Segment Start: Provided records

PR #279, opened 2020-03-31
Separate decls into their own statements. Move all API docs to header.

BillyDonahue:
(Note that there is no API change here.)

Move all the API documentation from the .cpp file to the header. We previously had a mix where some functions were documented in the header, and this was inconsistent. There are very good docs on these functions, but they can't be browsed easily. One has to flip between .h and .cpp files.

Separate all plural declaration statements into singular declaration statements.
This will clang-format better, allows functions to be grouped more easily, and gives us a place to hang documentation for each function.

Some function declaration syntax changes to be consistent with API syntax, where there are multiple ways to express a type, pick one and use it consistently:

    - `const T arr[]` becomes `const T *arr`.

    - `f(void)` becomes `f()`.

Provide the missing definition for `void Adafruit_GFX::write(uint8_t)` for `ARDUINO<100`.
Both writes are implemented as a trivial forward to a new common `_write` helper function.

Fix minor issues with the API Doxygen formatting here and there.

### DIFF
--- a/Adafruit_GFX.cpp
+++ b/Adafruit_GFX.cpp
@@ -99,14 +99,6 @@ inline uint8_t *pgm_read_bitmap_ptr(const GFXfont *gfxFont) {
   }
 #endif
 
-/**************************************************************************/
-/*!
-   @brief    Instatiate a GFX context for graphics! Can only be done by a
-   superclass
-   @param    w   Display width, in pixels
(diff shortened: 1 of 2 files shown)


BillyDonahue:
#287 is a more modest form of this.
Maybe it's better to go in stages.

PR #282, opened 2020-04-18
Change "char" to "unsigned char" in charBounds()

rafw87:
I saw that `getTextBounds()` skips characters above 0x80. Problem lies in `charBounds()`, where character is compared with first and end character in font, but `char` is signed and characters above 0x80 are out of range because are negative.

I've changed signature to `unsigned char` and works for me.

C++ is not my primary language, so please let me know if my approach is wrong and should be fixed in different way.

### DIFF
--- a/Adafruit_GFX.cpp
+++ b/Adafruit_GFX.cpp
@@ -1364,7 +1364,7 @@ void Adafruit_GFX::setFont(const GFXfont *f) {
     @param    maxy  Maximum clipping value for Y
 */
 /**************************************************************************/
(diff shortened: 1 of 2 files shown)


ladyada:
hihi thanks - can you run clang-format or follow the guidelines here to fix formatting pleaes
https://github.com/adafruit/Adafruit-GFX-Library/pull/282/checks?check_run_id=598316258#step:7:7

rafw87:
Done 🙂

ladyada:
thanks - we merged it in manually (many other changes were made :)

PR #286, opened 2020-05-13
please update gfxfont.h to allow use with UTF-8

ZinggJM:
My goal is to add an extension to use (multiple) UTF-8 fonts in a subclass of Adafruit_GFX.
This extension is based on the fork: https://github.com/Bodmer/Adafruit-GFX-Library.
Having this extension in a subclass would allow to use the actual version of Adafruit_GFX.

Without this modification I have to use tricks with namespaces to use fonts generated by Bodmer's fontconverter.


ladyada:
thankx! :)

EliasA97:
Hello, how can I create a font using greek characters?

PR #287, opened 2020-05-13
Break up the compound decls in the `BASIC DRAW API` section

BillyDonahue:
No technical change. Just separating the multi-member decls into single-member decls.

This helps with clang-format, and conforms with C++ convention. It's hard to scroll 52 lines up from `setFont` to see its associated `virtual void`. Also allows functions to be arranged by functional group rather than their type, and gives a better place to hang per-member documentation.

Fix up the `drawPixel` Doxygen comment, which seems to have been ruined by a previous clang-format run or something.


ladyada:
wow thank you! so pretty now :) will merge once passing CI

PR #290, opened 2020-05-17
Update MonoOLED i2c constructor to match var def order

nsasch:
This updates the initialization of variables in the I2C Adafruit_MonoOLED constructor. The call signature and variable definitions are unchanged. This fixes a `reorder` compiler warning due to member initialization not matching member declaration. This becomes a compiler error with the [standard ESP32 platform.txt](https://github.com/espressif/arduino-esp32/blob/49b76649f13acdb8abaf795015d2740bc5f6b340/platform.txt#L21) with warning level "All".

The mock_ili9341 example compiles with no new warnings with `compiler.warning_level=all` in the latest Arduino IDE. This was tested for Adafruit Circuit Playground, ESP32, and Arduino Due.

### DIFF
--- a/Adafruit_MonoOLED.cpp
+++ b/Adafruit_MonoOLED.cpp
@@ -60,8 +60,8 @@
 Adafruit_MonoOLED::Adafruit_MonoOLED(uint16_t w, uint16_t h, TwoWire *twi,
                                      int8_t rst_pin, uint32_t clkDuring,
                                      uint32_t clkAfter)
-    : Adafruit_GFX(w, h), buffer(NULL), dcPin(-1), csPin(-1), rstPin(rst_pin),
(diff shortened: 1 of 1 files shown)


ladyada:
i should figure out how to turn on `warning_level=all` in the arduino cli so CI can catch it, do you know how by chance?

nsasch:
I'm not sure off-hand. It might require a change in [adafruit/ci-arduino](https://github.com/adafruit/ci-arduino). I'll look into it today, and either make another PR or comment here with what I find. I'm sure it's one line of code... just need to find which line.

ladyada:
yeah ideally we update ci-arduino and then all 250+ arduino libraries will get the new check :)

PR #293, opened 2020-05-22
Add yield hook as a weak definition.

### LINKED ISSUE #285: ESP8266 panic due to yield() in writeLine()
Hi,
with commit d81e3351f3c2a8e280dbbd531f8c20d949e719e8 @PaintYourDragon introduced `yield()` for ESP8266 into `writeLine()` and `drawCircle()`.

```
void Adafruit_GFX::writeLine(int16_t x0, int16_t y0, int16_t x1, int16_t y1,
        uint16_t color) {
#if defined(ESP8266)
    yield();
#endif
```

Does anyone know the reason for that?

The problem with this is that calling `yield()` outside loop, e.g. from within code called by a Ticker / ISR will cause the ESP8266 to panic an reset. Thus, some drawing functions cannot be used with Ticker.

Code to reproduce the issue with `yield()`:
```
#include <Arduino.h>
#include <Ticker.h>

Ticker tick;

ICACHE_RAM_ATTR void tock() {
  yield();
}

void setup() {
  tick.attach_ms(100, tock);
}

void loop() {
}
```

BillyDonahue:
We could leave the `yield()` behavior customizable to handle edge cases like #285. Most ESP8266 users need to call `yield()` inside expensive drawing operations to keep the watchdog from firing. However, some sophisticated users who are using a different scheduling regime like Ticker must not call `yield()`, so we provide an opt-out.

I like the weak symbol for this, over other hook techniques, because the linker can remove the replaced symbol, there's no init-order race, and it doesn't bring any of this drama into the header. :)

Fixes #285

### DIFF
--- a/Adafruit_GFX.cpp
+++ b/Adafruit_GFX.cpp
@@ -39,6 +39,22 @@ POSSIBILITY OF SUCH DAMAGE.
 #include <pgmspace.h>
 #endif
 
+/*!
+   Expensive drawing operations normally call yield() to reset the watchdog
+   on the ESP8266 platform. Defined as a weak symbol to allow customization
+   of that behavior in applications with different scheduling.
+   Example, in some "myApp.cpp":
+
+     // (overriding yield behavior app-wide)
+     void Adafruit_GFX_yield() { if (okToYield) yield(); }
+*/
+void Adafruit_GFX_yield() __attribute__((weak));
+void Adafruit_GFX_yield() {
+#if defined(ESP8266)
+  yield();
+#endif
+}
+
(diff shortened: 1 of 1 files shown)


BillyDonahue:
A few more people have chimed in on #285 since this was created, and I think this small fix might serve everybody pretty well. Promoting from draft to real PR in the interest of solving `yield()` issues forever.

vortigont:
Would be nice to have this little patch merged.

kkuez:
Hi @BillyDonahue , has this been merged?
Kind regards and thank you for taking care.

PR #2145, opened 2024-01-17
Bump Alpine image to make sure /etc/fstab is empty

jandubois:
This avoids a race condition between mounting `/dev/sr0` to both `/media/cdrom` and `/media/sr0`.

See also https://github.com/lima-vm/lima/pull/2143#issuecomment-1893062016


AkihiroSuda (approved):
Thanks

Segment End: Provided records

_What the exercise asks:_
Gather from the entries above all lines that include the string "merged".

_Expected answer:_
thanks - we merged it in manually (many other changes were made :)
Would be nice to have this little patch merged.
Hi @BillyDonahue , has this been merged?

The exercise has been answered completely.